(Records supplied Opens)
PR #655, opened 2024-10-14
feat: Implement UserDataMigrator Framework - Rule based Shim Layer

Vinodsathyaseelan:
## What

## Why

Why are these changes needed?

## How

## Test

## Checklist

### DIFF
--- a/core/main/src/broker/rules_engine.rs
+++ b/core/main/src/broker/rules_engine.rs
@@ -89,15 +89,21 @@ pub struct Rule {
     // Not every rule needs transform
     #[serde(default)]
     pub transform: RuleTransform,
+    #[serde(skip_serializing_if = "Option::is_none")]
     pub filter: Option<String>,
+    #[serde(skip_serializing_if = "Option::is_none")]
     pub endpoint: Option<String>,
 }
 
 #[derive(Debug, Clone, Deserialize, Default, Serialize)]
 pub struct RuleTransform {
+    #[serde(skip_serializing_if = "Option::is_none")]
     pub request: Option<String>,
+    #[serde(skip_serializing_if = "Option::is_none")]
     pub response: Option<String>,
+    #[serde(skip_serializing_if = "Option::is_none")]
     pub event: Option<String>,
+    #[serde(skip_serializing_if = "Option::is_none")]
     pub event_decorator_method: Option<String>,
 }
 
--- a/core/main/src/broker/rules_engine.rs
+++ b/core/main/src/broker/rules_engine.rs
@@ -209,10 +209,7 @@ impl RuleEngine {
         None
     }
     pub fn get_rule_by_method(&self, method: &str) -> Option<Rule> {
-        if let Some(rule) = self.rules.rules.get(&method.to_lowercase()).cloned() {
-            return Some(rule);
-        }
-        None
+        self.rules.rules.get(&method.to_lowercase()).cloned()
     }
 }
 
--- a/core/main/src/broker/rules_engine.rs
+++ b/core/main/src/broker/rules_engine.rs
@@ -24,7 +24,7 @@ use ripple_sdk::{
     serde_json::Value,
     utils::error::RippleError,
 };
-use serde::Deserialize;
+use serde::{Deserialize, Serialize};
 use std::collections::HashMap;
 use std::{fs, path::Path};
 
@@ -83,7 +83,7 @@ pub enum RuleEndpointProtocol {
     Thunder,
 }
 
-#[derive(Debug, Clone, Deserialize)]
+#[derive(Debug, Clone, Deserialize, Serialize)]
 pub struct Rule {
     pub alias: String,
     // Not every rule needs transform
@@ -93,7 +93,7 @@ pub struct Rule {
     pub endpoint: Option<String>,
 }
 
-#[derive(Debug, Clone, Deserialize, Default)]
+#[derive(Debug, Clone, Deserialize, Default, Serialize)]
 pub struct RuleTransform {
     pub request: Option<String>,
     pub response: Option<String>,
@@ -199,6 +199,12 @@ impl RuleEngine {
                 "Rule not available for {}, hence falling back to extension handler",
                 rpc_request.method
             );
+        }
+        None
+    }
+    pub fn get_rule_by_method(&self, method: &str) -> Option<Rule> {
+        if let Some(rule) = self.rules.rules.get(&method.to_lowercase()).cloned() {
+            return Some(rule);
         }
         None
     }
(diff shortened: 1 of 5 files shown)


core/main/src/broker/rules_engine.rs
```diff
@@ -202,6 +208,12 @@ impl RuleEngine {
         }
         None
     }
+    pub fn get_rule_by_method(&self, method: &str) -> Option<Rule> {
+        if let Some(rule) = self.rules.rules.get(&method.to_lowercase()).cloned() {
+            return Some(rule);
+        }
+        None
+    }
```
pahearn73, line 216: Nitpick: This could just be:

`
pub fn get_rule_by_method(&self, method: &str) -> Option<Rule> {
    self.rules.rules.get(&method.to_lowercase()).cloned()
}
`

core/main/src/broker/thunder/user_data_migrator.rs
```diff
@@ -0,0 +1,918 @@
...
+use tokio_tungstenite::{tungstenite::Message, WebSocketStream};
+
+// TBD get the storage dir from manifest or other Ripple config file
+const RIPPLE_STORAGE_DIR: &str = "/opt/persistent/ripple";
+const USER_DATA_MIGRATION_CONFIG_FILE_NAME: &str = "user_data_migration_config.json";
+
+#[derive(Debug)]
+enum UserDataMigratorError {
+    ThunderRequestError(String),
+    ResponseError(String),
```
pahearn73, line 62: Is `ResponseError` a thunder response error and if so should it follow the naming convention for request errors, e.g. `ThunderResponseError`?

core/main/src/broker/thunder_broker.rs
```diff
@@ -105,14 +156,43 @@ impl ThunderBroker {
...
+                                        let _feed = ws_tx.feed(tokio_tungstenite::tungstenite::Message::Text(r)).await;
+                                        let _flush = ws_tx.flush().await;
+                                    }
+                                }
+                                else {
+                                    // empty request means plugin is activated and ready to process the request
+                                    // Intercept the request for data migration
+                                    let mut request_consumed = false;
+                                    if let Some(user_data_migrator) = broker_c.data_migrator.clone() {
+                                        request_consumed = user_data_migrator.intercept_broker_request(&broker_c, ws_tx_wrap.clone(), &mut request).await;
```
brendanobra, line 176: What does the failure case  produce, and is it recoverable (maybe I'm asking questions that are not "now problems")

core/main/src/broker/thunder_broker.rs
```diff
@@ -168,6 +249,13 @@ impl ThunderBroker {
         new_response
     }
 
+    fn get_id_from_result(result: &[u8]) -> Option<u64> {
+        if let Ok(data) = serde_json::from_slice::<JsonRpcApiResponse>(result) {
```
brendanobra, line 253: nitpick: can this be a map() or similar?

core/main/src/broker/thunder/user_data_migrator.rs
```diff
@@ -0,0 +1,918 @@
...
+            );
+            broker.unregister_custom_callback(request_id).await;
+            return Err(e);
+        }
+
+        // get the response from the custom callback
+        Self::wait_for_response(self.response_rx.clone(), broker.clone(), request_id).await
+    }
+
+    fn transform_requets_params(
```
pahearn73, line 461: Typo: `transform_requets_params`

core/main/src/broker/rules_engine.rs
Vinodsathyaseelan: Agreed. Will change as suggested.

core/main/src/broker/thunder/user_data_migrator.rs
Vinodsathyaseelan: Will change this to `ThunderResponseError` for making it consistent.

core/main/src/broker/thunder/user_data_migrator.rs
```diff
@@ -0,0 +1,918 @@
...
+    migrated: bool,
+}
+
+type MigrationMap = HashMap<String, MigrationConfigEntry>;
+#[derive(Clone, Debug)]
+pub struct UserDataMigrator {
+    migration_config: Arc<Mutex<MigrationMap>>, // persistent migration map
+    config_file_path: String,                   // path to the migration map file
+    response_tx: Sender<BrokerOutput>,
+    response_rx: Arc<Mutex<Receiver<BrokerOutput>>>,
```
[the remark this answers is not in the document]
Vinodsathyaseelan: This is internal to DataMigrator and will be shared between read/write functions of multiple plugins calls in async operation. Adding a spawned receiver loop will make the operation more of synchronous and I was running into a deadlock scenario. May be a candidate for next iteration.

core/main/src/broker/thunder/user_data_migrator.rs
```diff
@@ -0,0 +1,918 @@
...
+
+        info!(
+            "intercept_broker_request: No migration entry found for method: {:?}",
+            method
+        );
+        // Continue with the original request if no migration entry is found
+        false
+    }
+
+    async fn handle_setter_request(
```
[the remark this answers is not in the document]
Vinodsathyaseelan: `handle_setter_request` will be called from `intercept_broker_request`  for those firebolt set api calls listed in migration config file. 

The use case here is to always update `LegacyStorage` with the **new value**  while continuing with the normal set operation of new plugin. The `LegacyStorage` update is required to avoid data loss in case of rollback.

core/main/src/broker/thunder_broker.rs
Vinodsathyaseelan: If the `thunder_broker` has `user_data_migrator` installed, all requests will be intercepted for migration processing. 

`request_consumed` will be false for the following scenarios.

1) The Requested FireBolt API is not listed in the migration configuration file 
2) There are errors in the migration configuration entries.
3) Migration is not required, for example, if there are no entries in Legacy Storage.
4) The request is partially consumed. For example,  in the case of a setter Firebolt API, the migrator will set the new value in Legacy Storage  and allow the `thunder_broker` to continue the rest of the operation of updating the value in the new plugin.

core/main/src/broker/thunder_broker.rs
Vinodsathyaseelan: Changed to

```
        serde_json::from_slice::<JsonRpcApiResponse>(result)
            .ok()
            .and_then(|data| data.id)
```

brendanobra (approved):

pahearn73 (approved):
(Records supplied Closes)
(Records supplied Opens)
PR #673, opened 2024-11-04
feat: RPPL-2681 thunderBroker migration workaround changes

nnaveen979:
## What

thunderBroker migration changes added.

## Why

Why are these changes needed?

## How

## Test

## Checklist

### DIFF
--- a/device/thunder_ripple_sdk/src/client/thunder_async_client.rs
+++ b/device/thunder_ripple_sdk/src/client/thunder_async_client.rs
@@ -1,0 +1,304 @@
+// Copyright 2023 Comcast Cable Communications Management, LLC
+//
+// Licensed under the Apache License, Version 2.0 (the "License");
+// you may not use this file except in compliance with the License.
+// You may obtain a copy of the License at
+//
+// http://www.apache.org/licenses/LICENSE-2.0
(Records supplied Closes)
(Aim of the exercise)
In the data above, find each line that has the word "found" and copy it out.

(Expected answer)
+            "intercept_broker_request: No migration entry found for method: {:?}",
+        // Continue with the original request if no migration entry is found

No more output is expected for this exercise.